Just hours ago my local grocer experienced a power outage due to a fire at the neighboring fast-food eatery. Thousands of dollars worth of meat and seafood had to be moved, not to mention the cost of lost sales. It's not always weather that causes an outage.
What analysts want to hear
Generac is once again at 52-week highs and the mid-cap name will be reporting Q2 earnings on July 30.
With 60% of sales already from residential and 70% market share for North American residential standby generators, these commercial and industrial opportunities are going to be something analysts will expect to hear about. They will also be sure to ask how goes the company's courtship with homebuilders to install permanent generators as well as progress on retrofitting existing homes.
With their residential/commercial dealers are clustered from Canada to Florida from the East Coast westward through Tornado Alley analysts will want to know how well this free risk assessment sales initiative is working.
The company just entered the power washer market in 2012, and progress will be of interest as well as on the company's largest new product rollout ever. Generac is seeking to leverage the cheaper cost of natural gas as a power source for its generators and advertising to potential commercial and industrial clients the 35% cost savings with natural gas generators. Are businesses buying this pitch?

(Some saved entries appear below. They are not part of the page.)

PR #291, opened 2026-06-15
fix: omit scope when server declares empty scopes_supported

forty:
The server's scopes_supported: [] is now treated as an explicit signal to send no scope — previously it would fall through to the hardcoded openid email profile default. Scope is omitted from both clientMetadata and the authorization URL redirect.

This is needed for mcp-remote to work with some MCP which expect no scopes in this case, such as DataDog's.


forty:
Oops, sorry, looks like I added an extra duplicate to https://github.com/geelen/mcp-remote/pull/240 😅

closing it

PR #292, opened 2026-06-21
fix: handle non-localhost redirect_uris in saved client_info.json

duonghan:
# fix: handle non-localhost redirect_uris in saved client_info.json

## Problem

Analysts will also query about the success of the company's first national advertising campaign and how goes the integration of its latest acquisition Ottomores, a Latin American leader in standby power generation with facilities in Brazil and Mexico City, for $45 million in cash on hand.
Brazil will be key because its main competitor in commercial and industrial, Briggs & Stratton (NYSE: BGG) is strong in Brazil, and this was a lone bright spot for Briggs & Stratton's Q3 earnings. Briggs & Stratton operates in 100 countries on six continents. It also has a backup income stream from its outdoor power equipment, snow blowers, and lawn care equipment. That's a good thing for them as Briggs & Stratton's generators have only been generating losses.
With Generac announcing international expansion ambitions into Australia, Russia, the Ukraine, New Zealand, and Asia expect questions as to when and where these moves might happen. And does the company need more acquisitions to compete in these new markets. Generac also bought Magnum Products (light towers, mobile generators and pumps) and Gen-Tran (manual transfer switches and accessories).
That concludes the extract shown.